Following dissection and sectioning of rat brains with t-hCO, slices were incubated with Calbryte 520 AM (AAT Bioquest, catalogue no. 20650) in 1:1 of NPC medium and PBS for 45–60 min at 37 °C. Slices were then transferred to a 24-well imaging plate containing 500 μl of warm, low-potassium Tyrode’s solution (5 mM KCl, 129 mM NaCl, 2 mM CaCl2, 1 mM MgCl2, 30 mM glucose, 25 mM HEPES pH 7.4) and imaged with a confocal microscope (Leica Stellaris) for 30 s at 37 °C, after which medium was replaced by high-potassium Tyrode’s solution (high-KCl, 67 mM KCl: 67 mM NaCl, 2 mM CaCl2, 1 mM MgCl2, 30 mM glucose and 25 mM HEPES pH 7.4) and imaging resumed for 25 min. Mean grey values were collected from ROIs delineating Calbryte+ somas (visualized by standard deviation projection of the entire time series) with Fiji (ImageJ v.2.1.0, NIH). Mean grey values were transformed to relative changes in fluorescence: dF/F(t) = (F(t) − F0)/F0, where F0 represents average grey values of the time series of each ROI. Residual calcium was calculated as (C − A)/(B − A), where B is the peak value following depolarization (maximal peak value determined by custom-written MATLAB routines (v. R2019b and v. R2022b, 9.4.0, MathWorks), A is the baseline value (B − 50th frame) and C is the decay value (B + 150th frame).

Golgi staining

Golgi staining was conducted using the FD Rapid GolgiStain Kit (FD Neurotechnologies, catalogue no. PK401) according to the manufacturer’s instructions. In brief, freshly dissected t-hCO were incubated with solution A/B mixture in the dark and then transferred to solution C. After 72 h the tissue was embedded in agarose, the vibratome chamber filled with solution C and tissue sectioned at 100 μm using a Leica VT1200S vibratome. Sections were mounted on gelatin-coated slides, stained in solution D/E, washed, dehydrated, cleared and coverslipped. Images were acquired on a SP8 confocal microscope with brightfield. Cells were counted as neurons based on their morphology; dendrites were manually traced using neuTube. Both tracing and analysis were performed blinded.

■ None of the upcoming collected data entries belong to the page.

PR #2066, opened 2022-10-19
Add retries to flaky web integration tests.

inickles-grapl:

We're seeing intermittent 500 errors returned from the Consul sidecar in the grapl-web-ui integration tests.

These often occur after a test has already successfully made requests to grapl-web-ui, suggesting that service has had enough time to come up as healthy.

https://github.com/grapl-security/issue-tracker/issues/1008

This adds retry logic to the grapl-web-ui integration tests. Wen a request returns a 500 error, the request will retry up to ten times, waiting a second between each retry attempt.

CI

### DIFF
--- a/src/rust/grapl-web-ui/tests/api/auth/check_login.rs
+++ b/src/rust/grapl-web-ui/tests/api/auth/check_login.rs
@@ -2,7 +2,8 @@
 async fn auth_unauthenticated_check_login() -> eyre::Result<()> {
     let app = crate::test_app::TestApp::init().await?;
 
-    let response = app.post("api/auth/checkLogin").send().await?;
+    let request = app.post("api/auth/checkLogin");
+    let response = app.send_with_retries(request).await?;
 
     eyre::ensure!(
         response.status() == actix_web::http::StatusCode::UNAUTHORIZED,
@@ -19,7 +20,8 @@ async fn auth_authenticated_check_login() -> eyre::Result<()> {
 
     app.login_with_test_user().await?;
 
-    let response = app.post("api/auth/checkLogin").send().await?;
+    let request = app.post("api/auth/checkLogin");
+    let response = app.send_with_retries(request).await?;
 
     eyre::ensure!(
         response.status() == actix_web::http::StatusCode::OK,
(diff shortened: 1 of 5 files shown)


jgrillo-grapl (changes requested):
If I understand the slack conversations that precipitated this PR correctly, the flakiness we're observing is the result of a timing issue where these tests are running before grapl-web-ui is ready to serve requests.

If that's the case, I'd recommend fixing the flakiness temporarily by adding a big healthy sleep to the start of each test function, and prioritizing a longer term project to make sure grapl-web-ui doesn't report healthy until it's able to talk to its backend services--that is, until all its dependencies themselves report healthy.

Once grapl-web-ui has robust healthchecks, I'd recommend in each test function to block on grapl-web-ui reporting healthy, then run the test. Until such a time, a simple sleep should do the job.

Unless I'm totally misunderstanding the reason for this PR, which is entirely possible...

inickles-grapl:
> If I understand the slack conversations that precipitated this PR correctly, the flakiness we're observing is the result of a timing issue where these tests are running before grapl-web-ui is ready to serve requests.

That's not it, a number of the failures we've seen are in a call to `api/plugin/get_metadata`, which uses data in the response from a previous and successful call to `api/plugin/create`.

Notes and logs can be found here: https://github.com/grapl-security/issue-tracker/issues/1008

> If that's the case, I'd recommend fixing the flakiness temporarily by adding a big healthy sleep to the start of each test function, and prioritizing a longer term project to make sure grapl-web-ui doesn't report healthy until it's able to talk to its backend services--that is, until all its dependencies themselves report healthy.
> 
> Once grapl-web-ui has robust healthchecks, I'd recommend in each test function to block on grapl-web-ui reporting healthy, then run the test. Until such a time, a simple sleep should do the job.
> 
> Unless I'm totally misunderstanding the reason for this PR, which is entirely possible...

We already have a sleep for just this reason: https://github.com/grapl-security/grapl/blob/main/src/rust/Dockerfile#L263-L292.

Because a number of the failures we're seeing happen after a test has made successful requests already it suggests it's not due to this initial timeout being too small.

jgrillo-grapl (approved):

twunderlich-grapl:
Apparently, the next version of Consul (1.14) will add support for setting up retry policies on Envoy per https://github.com/hashicorp/consul/pull/12890. Once we're on that version, I'd like to set that up and potentially back out of this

Statistics and reproducibility

Data are presented as either mean ± s.d. or mean ± s.e.m. unless otherwise indicated. Distribution of raw data was tested for normality of distribution; statistical analyses were performed using either two-tailed student’s t-tests, one-way ANOVA with multiple comparisons, two-tailed Mann–Whitney tests or Kruskal–Wallis tests. Statistical analysis was performed in Prism (GraphPad). Data shown for representative experiments were repeated, with similar results, in at least three independent biological replicates, unless otherwise noted. Sample sizes were estimated empirically.

Reporting summary

Further information on research design is available in the Nature Portfolio Reporting Summary linked to this article.